**Task:** Search the entries below for the string "lambda" and copy the lines that hold it.

*** Block opens ***

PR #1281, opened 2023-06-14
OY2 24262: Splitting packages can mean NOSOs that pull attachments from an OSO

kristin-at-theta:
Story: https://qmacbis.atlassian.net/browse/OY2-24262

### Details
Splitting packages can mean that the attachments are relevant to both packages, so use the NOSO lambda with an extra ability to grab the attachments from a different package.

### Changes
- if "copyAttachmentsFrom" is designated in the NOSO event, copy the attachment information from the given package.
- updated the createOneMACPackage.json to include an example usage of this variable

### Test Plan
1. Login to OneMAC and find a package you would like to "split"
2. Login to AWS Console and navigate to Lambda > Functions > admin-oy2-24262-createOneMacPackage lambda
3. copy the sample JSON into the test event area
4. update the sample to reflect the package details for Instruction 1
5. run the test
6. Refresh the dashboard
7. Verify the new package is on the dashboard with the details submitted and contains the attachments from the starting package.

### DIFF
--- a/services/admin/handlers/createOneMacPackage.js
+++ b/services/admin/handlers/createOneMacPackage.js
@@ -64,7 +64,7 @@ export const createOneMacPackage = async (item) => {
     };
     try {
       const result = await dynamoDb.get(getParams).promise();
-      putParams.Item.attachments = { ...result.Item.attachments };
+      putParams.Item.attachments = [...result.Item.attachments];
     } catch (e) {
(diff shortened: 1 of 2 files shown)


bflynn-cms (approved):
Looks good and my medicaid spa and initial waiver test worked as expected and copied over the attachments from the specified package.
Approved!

*** Block closes ***
*** Block opens ***

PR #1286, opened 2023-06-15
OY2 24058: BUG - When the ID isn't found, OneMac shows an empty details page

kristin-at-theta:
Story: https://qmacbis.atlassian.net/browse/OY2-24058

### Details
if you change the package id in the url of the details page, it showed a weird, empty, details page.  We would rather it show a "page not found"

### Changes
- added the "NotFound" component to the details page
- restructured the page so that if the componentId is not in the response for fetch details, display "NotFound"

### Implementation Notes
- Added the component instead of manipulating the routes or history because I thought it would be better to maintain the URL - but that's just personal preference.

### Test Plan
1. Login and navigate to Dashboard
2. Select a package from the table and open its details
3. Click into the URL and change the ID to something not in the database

*** Block closes ***

**Solution to the problem:**
Splitting packages can mean that the attachments are relevant to both packages, so use the NOSO lambda with an extra ability to grab the attachments from a different package.
2. Login to AWS Console and navigate to Lambda > Functions > admin-oy2-24262-createOneMacPackage lambda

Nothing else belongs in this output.